Stored items:
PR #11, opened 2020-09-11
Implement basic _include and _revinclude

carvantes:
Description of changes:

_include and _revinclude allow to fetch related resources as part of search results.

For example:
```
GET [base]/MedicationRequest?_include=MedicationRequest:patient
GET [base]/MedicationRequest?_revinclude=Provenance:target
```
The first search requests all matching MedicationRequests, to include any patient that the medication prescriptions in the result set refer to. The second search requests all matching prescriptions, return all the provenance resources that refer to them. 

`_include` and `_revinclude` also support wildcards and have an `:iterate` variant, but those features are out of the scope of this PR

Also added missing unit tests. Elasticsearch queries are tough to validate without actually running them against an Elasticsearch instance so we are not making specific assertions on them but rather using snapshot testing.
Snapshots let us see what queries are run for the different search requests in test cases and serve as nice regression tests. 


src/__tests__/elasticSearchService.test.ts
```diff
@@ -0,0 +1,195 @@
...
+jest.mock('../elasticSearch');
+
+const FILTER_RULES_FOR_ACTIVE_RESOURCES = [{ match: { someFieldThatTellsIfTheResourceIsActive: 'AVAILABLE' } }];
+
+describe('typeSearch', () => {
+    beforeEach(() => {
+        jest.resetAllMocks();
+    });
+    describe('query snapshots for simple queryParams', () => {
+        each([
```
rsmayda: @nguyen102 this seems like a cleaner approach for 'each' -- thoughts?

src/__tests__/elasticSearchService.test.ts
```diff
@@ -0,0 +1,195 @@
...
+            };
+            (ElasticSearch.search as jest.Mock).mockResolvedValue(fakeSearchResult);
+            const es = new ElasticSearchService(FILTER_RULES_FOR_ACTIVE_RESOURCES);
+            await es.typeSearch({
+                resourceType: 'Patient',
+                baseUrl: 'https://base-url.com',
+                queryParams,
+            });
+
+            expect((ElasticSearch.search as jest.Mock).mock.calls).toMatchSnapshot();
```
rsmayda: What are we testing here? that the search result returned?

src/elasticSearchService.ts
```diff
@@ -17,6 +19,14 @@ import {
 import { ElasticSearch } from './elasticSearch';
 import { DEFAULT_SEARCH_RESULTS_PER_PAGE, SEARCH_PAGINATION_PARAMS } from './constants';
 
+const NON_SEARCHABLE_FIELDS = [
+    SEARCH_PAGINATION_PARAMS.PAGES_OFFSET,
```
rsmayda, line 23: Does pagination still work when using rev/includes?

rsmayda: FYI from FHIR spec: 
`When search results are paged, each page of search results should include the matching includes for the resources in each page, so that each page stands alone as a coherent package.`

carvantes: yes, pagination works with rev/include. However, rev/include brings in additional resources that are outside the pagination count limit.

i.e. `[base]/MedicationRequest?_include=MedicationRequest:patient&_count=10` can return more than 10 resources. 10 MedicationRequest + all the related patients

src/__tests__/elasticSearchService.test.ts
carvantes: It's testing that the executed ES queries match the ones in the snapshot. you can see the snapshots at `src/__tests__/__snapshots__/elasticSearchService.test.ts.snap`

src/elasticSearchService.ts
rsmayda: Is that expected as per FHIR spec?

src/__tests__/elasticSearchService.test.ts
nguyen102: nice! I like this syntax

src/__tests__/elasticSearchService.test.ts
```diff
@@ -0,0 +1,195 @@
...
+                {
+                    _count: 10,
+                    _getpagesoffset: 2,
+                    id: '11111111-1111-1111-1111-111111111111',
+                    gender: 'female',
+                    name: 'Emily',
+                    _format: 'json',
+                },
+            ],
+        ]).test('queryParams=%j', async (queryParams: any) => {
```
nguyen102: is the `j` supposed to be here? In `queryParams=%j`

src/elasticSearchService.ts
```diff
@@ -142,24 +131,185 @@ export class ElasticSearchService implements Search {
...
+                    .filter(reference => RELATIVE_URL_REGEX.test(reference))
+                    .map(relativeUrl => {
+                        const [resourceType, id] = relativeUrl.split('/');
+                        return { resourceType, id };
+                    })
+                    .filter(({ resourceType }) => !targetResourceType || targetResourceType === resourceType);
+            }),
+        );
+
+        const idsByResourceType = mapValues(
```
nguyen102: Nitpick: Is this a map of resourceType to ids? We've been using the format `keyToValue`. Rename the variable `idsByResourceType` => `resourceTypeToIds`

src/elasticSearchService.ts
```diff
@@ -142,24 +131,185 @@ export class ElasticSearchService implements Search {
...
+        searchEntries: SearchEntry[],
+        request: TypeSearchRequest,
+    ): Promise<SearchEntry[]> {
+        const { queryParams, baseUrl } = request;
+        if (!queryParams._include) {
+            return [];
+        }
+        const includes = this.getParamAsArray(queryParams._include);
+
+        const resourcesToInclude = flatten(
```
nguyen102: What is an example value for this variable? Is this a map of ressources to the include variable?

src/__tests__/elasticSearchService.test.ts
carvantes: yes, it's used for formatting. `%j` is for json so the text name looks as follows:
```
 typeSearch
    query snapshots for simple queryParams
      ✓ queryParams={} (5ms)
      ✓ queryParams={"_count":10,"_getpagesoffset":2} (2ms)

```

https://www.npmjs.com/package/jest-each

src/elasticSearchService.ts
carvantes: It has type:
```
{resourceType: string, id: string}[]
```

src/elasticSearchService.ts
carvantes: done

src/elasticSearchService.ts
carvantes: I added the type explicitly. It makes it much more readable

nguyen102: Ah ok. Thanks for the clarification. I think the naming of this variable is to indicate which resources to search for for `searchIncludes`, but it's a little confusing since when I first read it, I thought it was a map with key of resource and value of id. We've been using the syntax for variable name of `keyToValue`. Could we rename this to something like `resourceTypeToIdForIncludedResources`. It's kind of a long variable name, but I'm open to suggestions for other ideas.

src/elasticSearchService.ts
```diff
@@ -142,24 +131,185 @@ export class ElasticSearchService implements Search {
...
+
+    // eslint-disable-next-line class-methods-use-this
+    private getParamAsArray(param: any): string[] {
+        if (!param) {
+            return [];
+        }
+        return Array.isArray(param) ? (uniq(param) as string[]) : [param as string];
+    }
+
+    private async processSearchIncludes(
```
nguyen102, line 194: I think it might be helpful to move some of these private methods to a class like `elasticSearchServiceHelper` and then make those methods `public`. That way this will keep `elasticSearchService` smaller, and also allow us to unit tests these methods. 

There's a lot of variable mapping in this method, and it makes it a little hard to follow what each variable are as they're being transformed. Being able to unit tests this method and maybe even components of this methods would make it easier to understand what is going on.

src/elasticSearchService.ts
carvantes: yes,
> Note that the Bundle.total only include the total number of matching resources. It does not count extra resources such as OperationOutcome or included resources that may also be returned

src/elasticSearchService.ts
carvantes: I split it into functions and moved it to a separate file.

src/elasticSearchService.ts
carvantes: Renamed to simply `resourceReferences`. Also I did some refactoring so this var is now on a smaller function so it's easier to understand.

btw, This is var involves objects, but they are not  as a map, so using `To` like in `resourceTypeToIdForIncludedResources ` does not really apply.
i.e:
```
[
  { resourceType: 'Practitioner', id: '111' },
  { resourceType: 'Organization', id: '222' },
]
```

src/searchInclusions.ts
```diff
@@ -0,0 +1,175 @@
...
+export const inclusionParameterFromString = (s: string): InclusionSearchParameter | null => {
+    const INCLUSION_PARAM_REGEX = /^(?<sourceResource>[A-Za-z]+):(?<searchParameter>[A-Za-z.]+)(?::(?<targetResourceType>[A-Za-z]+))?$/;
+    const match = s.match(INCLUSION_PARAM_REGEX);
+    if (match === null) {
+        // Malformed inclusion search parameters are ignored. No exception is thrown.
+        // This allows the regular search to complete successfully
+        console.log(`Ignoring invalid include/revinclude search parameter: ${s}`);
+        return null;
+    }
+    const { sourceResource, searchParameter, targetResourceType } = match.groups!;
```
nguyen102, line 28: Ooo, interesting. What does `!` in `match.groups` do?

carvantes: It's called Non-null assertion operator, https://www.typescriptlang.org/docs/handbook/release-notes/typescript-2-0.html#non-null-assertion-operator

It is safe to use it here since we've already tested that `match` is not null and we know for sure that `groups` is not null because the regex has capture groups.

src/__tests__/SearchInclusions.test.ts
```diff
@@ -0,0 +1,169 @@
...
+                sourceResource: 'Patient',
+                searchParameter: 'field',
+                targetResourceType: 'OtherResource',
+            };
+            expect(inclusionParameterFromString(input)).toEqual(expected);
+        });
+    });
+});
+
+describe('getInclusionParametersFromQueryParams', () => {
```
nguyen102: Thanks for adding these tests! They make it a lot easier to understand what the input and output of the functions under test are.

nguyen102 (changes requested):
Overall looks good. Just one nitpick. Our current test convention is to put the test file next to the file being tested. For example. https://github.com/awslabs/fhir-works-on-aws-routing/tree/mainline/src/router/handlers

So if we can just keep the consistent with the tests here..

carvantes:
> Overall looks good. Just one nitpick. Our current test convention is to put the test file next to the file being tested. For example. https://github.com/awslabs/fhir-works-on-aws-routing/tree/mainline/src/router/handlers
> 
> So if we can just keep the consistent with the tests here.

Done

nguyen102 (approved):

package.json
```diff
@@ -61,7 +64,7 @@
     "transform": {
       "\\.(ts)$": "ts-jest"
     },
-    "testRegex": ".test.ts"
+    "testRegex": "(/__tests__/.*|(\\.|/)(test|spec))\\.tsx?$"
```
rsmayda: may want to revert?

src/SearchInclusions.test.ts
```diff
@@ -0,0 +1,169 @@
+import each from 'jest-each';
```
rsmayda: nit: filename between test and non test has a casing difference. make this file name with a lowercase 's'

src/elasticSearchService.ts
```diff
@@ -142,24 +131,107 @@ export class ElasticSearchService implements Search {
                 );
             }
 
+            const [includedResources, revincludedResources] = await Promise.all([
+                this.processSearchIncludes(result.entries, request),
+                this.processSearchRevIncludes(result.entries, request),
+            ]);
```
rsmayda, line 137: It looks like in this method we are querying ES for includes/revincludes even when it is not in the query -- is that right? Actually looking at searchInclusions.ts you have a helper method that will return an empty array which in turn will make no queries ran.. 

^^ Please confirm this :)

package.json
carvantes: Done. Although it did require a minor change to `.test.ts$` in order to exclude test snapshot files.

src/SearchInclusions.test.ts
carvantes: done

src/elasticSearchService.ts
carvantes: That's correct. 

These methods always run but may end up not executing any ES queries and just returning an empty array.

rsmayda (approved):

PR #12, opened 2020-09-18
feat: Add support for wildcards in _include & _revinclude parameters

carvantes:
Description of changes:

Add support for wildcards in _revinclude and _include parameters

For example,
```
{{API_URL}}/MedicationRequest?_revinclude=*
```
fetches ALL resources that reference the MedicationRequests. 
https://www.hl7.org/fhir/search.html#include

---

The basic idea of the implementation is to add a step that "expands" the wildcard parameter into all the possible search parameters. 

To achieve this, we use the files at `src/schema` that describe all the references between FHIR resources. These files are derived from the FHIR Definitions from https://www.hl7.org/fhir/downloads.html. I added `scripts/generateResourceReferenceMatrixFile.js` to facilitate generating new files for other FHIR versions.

Your goal: The answer is a single number, the count of lines in the records that contain the string "async".

Answer to this task: 2